He was criticizing the idea of Facebook. Facebook is a very well implemented
system. But that doesn't mean that you can't question the validity of the
system. Just because it's hard to build doesn't mean that it is worthwhile to
use.

------
japherwocky
He's smarter than "normal" people, and jealous that they're making Facebook
lots of money.

------
marknutter
Facebook is top dog right now, so I get that every highly intelligent hacker
out there is going to take their potshots at it. I think everyone needs to
take a step back and seriously thank Facebook, Myspace, AOL, etc. Why? Because
they got normal people to use the internet. Grandma is now a customer for us
hackers thanks to Mark Zuckerberg. We can all remember a time when the
internet was our personal nerd playground, and yes it was awesome; but it
wasn't very profitable. Now, everyone and their mother is on the internet, and
their chosen platform of choice right now is Facebook.
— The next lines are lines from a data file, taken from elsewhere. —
PR #12835, opened 2023-02-23
NumberParser: kill `requestor`

privat:
Remove requestor in NumberParser since it is an unused and very limited API.


jecisc (approved):
Seems good.
Worst case this can be managed with a catch

guillep (approved):
Yes!

PR #13494, opened 2023-04-20
Ensure renaming of protocol announce the changes

jecisc:
When renaming a protocol, if the new protocol does not exist already, the renaming is done by changing the name of the Protocol.  This is efficient in term of perf but it has the drawback that the new protocol creation and the old protocol removal are not annouced in that case. 

I propose to unify the cases where the new protocol exists or not to always announce everything.

Future step: 
Once this is done, we can remove the ProtocolRename announcement because nobody uses it


jecisc:
So this is the change that crashes the other PR. Now I need to find why...

jecisc:
It seems the system is left in a bad state after executing EpApplyTest>>#testCategoryRenameWithExtension with this change.

jecisc:
With my recent cleanings in RPackage and Monticello this now works!

MarcusDenker (approved):

PR #13498, opened 2023-04-20
OpalCompiler: permit clients to use receiver: after context: as (a noop)

privat:
Some clients (e.g. Spec/Newtools) use both `receiver:` and `context:` when setting up a compiler.
This PR implements the previous behavior where the context is not lost if a redundant receiver is set.

This fixes an issue where DoIt evaluation of temps in the debugger is currently broken


jecisc (approved):
I tried it and it works

PR #13501, opened 2023-04-20
SHRBTextStyler class>>#blueStyleTable distinguish some variables

privat:
Update the default blue style of SHRBTextStyler to distinguish some category of variables.
I did not use too many colors here to avoid adding too much noise.

* local variables (including temps, args and block args) remain blue
* receiver/class based variables (ivars and shareds) become cyan (it is the color of self)
* global variables become purple (that color is not used in the default blue theme)

Capture d’écran du 2023-04-20 16-09-26


jecisc (approved):
At some point I should also do as in my own theme for all kind of variables: 
image

MarcusDenker (approved):

PR #13507, opened 2023-04-21
CompiledMethod simplification: remove the last user of #copyWithSource:

MarcusDenker:
The idea is that we want to radically simplify the CompiledMethodTrailer. One step is to not support storing source in the trailer, but to instead put it as a methodProperty. This PR changes the "onFail:" when storing sources to log and store the sourse as  a property.

### DIFF
--- a/src/System-Sources/CompiledMethod.extension.st
+++ b/src/System-Sources/CompiledMethod.extension.st
@@ -25,5 +25,6 @@ CompiledMethod >> putSource: source withPreamble: preambleBlock [
 			"Update with new source pointer"
 			self setSourcePointer: newSourcePointer ]
 		onFail: [
-			self becomeForward: (self copyWithSource: source) ]
+			self traceCr: 'Warning, could not write sources'.
+			self propertyAt: #source put: source ]
 ]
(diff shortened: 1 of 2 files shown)


src/System-Sources/CompiledMethod.extension.st
```diff
@@ -25,5 +25,6 @@ CompiledMethod >> putSource: source withPreamble: preambleBlock [
 			"Update with new source pointer"
 			self setSourcePointer: newSourcePointer ]
 		onFail: [
-			self becomeForward: (self copyWithSource: source) ]
+			self traceCr: 'Warning, could not write sources'.
```
jecisc: I'm not sure #traceCr: is part of the kernel so if this gets called during the beginning of the bootstrap it might crash. Maybe there should be a #respondsTo: if that can happen?

MarcusDenker: But how can we log? logging is quite essential... else we never know what happens.

MarcusDenker: I removed it

jecisc: We don't have the transcript but we have the stdio. 

Maybe we could find a way to use Transcript if present to log, and if it's not present log on Stdout?

jecisc: Hum... We do have the NonInteractiveTranscript. Maybe we could move the #traceCr: & co methods to this package so that we can log in the beginning of the bootstrap?

jecisc (approved):

privat (approved):

PR #13510, opened 2023-04-21
remove all unsused encodings from CompiledMethodTrailer.

MarcusDenker:
This PR removes all unused encoding from CompiledMethodTrailer.

In the end, CompiledMethodTrailer  is amazing how much complexity it adds...


jecisc (approved):
Seen the complexity of the removed code, this will be great to reduce the system complexity!

Issue #13508, opened 2023-04-21
[Meta issue] detaching AST and CompilationContext?


privat:
AST, and especially the root node `RBMethodNode` have a lot of responsibilities. As a grammatical representation of the source code, obviously, but also to manage its own compilation.

**Update:** checked boxes are resolved

Currently, some compilation concerns are not clearly assigned between `RBMethodNode` and `OpalCompiler`
Methods of `RBMethodNode` with the main compilation (or related) responsibility (simple wrappers excluded) are:

* [ ] bcToASTCache
* [x] compiledMethod #13514
* [x] doSemanticAnalysis #13517
* [ ] generate:
* [ ] generateIR
* [ ] generateMethod
* [x] method #13514
* [ ] scope

This means that the ASTs have to store a lot of data through the god-data-class CompilationContext (that includes potentially GUI windows). Beside storing, this data is exposed and used by the following methods that rely on the existence of a compilation context in a method node:

* [ ] `CDClassNameNode>>#existingBindingIfAbsent:` to get the environment of the scope of the node (why?)
* [x] `CompiledMethod>>#parseTree` to store the compiled method in the context (who use that?) #13514
* [x] `OCASTSemanticAnalyzer>>#visitPragmaNode:` to set compilerOptions: given with pragma  #13511
* [x] `OCASTTranslator>>#translateFullBlock:` to initialize the compilationContext of the methodBuilder ivar (maybe the ivar should be in the translator)  #13511
* [x] `OCASTTranslator>>#visitMethodNode:` same  #13511
* [x] `RFASTTranslator>>#visitMethodNode:` same  #13511
* [ ] all `RBMessageNode>>#isInline...` to check the `optionInline...` flag of the compilationContext and decide if the expression should be inlined
* [x] `RBProgramNode>>#asDoItForContext:` only one client #13520
* [x] `RBMethodNode>>#method` because the compiled method might be stored in the compilation context #13514
* [ ] `RBMethodNode>>#methodClass` this one is surprising, a method node does not know its own class but need a full context and scope
* [ ] `RBMethodNode>>#methodClass:` this one updates or creates a compilationContext. Some clients might not expect this side effect
* [ ] `RBMethodNode>>#semanticScope:` this one also update or create a compilationContext
* [x] `RBValueNode>>#evaluateForContext:` only used in a single test #13520
* [x] `RBValueNode>>#evaluateForReceiver:` #13520
[...]

PR #13514, opened 2023-04-21
AST: cleanup extension methods from OpalCompiler

privat:
As identified in #13508, AST node of methods (`RBMethodNode`) provides some compilation-related services.
Especially, there are various methods named `*method*` or `*generate*` that seem redundant and could be simplified (and documented!)

Main changes are:

* remove `generateWithSource` and its 3 clients because there is always a source
* deprecate `generate` in favor of `generateMethod` that is more explicit.
  Note: the big diff of `OCBytecodeDecompilerExamplesTest` is related to the mass automatic deprecation of this method
* store the compiledMethod cache as a property of the node, and not in the compilationContext (one less ivar in the data-god-class, and one less dependency on the compilation context!)
* update `method` (I'm not that fan of the name, but I did not change it) to not retrieve the installed method as a fallback. That seems just wrong and bad and wrong again. But I'm afraid that will break clients. Let's hear what the CI says

### DIFF
--- a/src/AST-Core/CompiledMethod.extension.st
+++ b/src/AST-Core/CompiledMethod.extension.st
@@ -28,6 +28,6 @@ CompiledMethod >> parseTree [
 		source: self sourceCode;
 		class: self methodClass;
 		parse.
-	ast compilationContext compiledMethod: self.
+	ast compiledMethod: self.
 	^ast
 ]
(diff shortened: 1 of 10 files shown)


jecisc (approved):

privat:
9 failures, but in fact 3 because 3 os, but in fact 1 because 2 are caused by an insufficient teardown after the first one failed. not that bad

MarcusDenker (approved):

PR #13519, opened 2023-04-23
Clean info of MethodChangeRecord

jecisc:
MethodChangeRecord saves an #info variable that contains first the last source pointer and the protocol of a removed method. The protocol is never used so I propose to remove it and transform this ugly array (why? why? why an array?!)  into a variable storing the last source pointer.

I have the impression that the changes source code can be improved further but that will be for another time (or maybe it will be removed before)


MarcusDenker:
I think MethodChangeRecord used to be the model that the changesorter used. And then this was hacked in, I guess.

Now we use Ring for modeling historical code, so this is not needed anymore

PR #13521, opened 2023-04-23
Compiler get more scope responsibilities

privat:
Another part of #13508 and a follow up of  #13517

This moves some responsibility from CompilationContext to OpalCompiler, thus slimming the former, reducing coupling and improving cohesion.

Are moved totally 

* `requestor` \o/
* `bindings` additional bindings, a nice feature but not used that much it seems
* `interactive` a predicate related to requestor
* `class:` used to configure the semantic scope on a class

Are moved partially

* `getClass` only one client remain
* `semanticScope` the hunt continue

Are not moved yet:

* plugins
* `environement` and `productionEnvironment` it's not clear what they are used for. They seem very fragile


jecisc:
This one has conflict now

src/OpalCompiler-Core/OpalCompiler.class.st
```diff
@@ -221,13 +224,16 @@ OpalCompiler >> ast: anObject [
...
 ]
 
 { #category : #accessing }
-OpalCompiler >> bindings: aDictionary [
+OpalCompiler >> bindings: aCollectionOfAssociations [
 	"allows to define additional binding, note: Globals are not shadowed"
-	self compilationContext bindings: aDictionary
+	"bindings are LiteralVariables, not simple Associations.
+	This method receives any collection with Associations or Variables inside and converts those to AdditionalBindings"
+	bindings := (aCollectionOfAssociations asDictionary associations
```
jecisc, line 235: The `asDictionary associations` seems redondant if we already have a collection of associations. Is it to cast LiteralVariables into Associations? Then why do the #isAssociation check?
I wonder if there is a real need for this or if this is just a lost on perfs.

Of course this is not a proble of the current PR since it was already done like this.

src/OpalCompiler-Core/CompilationContext.class.st
```diff
@@ -16,7 +16,6 @@ Class {
 	#name : #CompilationContext,
 	#superclass : #Object,
 	#instVars : [
-		'requestor',
```
jecisc, line 19: Nice! :)

jecisc (approved):

src/OpalCompiler-Core/OpalCompiler.class.st
privat: I just moved the method. But you're right, that weird. Maybe @MarcusDenker knows if there is a real need or if it is some leftover code

MarcusDenker: yes, looks like it can be simplified, we can check later

MarcusDenker (approved):

MarcusDenker:
There is now a conflict

MarcusDenker:
It seems I merged this too fast: the last PR shows problems.

I added a revert: https://github.com/pharo-project/pharo/pull/13573

PR #13522, opened 2023-04-23
Cleanup-CompiledMethod-Source-Embedding

MarcusDenker:
This PR removes the last user of embedding source in the trailer.

With that done, it removes the code and test in CompiledMethodTrailer, too


jecisc (approved):
What a nice step to simplify the system!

Yes, things have been
dumbed down, yes privacy isn't what it used to be, but us geeks are now
pulling down 6 figure salaries for doing the same stuff we'd be doing for fun
in our free time anyways. We can't have our cake and eat it too..

------
davidmathers
_Zuckerberg is in fact not a genius; he’s an ambitious nerd who was in the
right place at the right time_

So the guy who created Orkut must have been in the wrong place at the wrong
time. Too bad for him. His Google stock probably only made him a millionaire.
Totally uncool.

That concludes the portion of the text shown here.